■ Task brief ■
Take the lines below beginning at the line that has "eric-notifi: IMO, It" and stopping after the line that has "eric-notifi: Combined to only one useEffect.", and print them exactly as they are, with no other lines.

[Stored data entries]
^^^^^^^^

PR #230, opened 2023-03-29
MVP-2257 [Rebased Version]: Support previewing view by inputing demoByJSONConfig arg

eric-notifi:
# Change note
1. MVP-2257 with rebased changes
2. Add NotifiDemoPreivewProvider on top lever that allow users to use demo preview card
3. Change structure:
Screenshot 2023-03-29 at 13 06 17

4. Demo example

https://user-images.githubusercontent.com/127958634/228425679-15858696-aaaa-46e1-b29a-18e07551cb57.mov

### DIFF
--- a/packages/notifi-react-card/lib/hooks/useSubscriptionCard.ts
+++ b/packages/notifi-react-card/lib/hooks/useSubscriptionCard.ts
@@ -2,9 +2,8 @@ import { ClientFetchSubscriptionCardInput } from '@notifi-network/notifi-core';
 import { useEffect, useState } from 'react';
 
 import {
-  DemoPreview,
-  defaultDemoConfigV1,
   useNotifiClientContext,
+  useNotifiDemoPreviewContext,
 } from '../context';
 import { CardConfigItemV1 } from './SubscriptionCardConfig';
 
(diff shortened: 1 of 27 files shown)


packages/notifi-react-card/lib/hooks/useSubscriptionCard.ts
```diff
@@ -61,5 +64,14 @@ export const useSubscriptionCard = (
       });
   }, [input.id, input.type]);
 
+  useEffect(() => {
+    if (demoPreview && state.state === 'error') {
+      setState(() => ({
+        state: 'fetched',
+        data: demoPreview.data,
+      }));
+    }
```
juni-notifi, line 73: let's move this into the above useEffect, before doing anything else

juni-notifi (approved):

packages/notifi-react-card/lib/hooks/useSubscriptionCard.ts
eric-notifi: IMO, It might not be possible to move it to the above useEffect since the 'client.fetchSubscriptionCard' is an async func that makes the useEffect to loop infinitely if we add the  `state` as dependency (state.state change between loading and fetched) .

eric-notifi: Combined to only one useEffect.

^^^^^^^^

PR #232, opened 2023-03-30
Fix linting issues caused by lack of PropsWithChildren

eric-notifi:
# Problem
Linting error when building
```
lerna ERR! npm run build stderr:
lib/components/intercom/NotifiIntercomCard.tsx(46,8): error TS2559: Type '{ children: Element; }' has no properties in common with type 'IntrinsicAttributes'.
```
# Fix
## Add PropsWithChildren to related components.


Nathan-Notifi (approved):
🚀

^^^^^^^^

■ Result for this task ■
eric-notifi: IMO, It might not be possible to move it to the above useEffect since the 'client.fetchSubscriptionCard' is an async func that makes the useEffect to loop infinitely if we add the  `state` as dependency (state.state change between loading and fetched) .

eric-notifi: Combined to only one useEffect.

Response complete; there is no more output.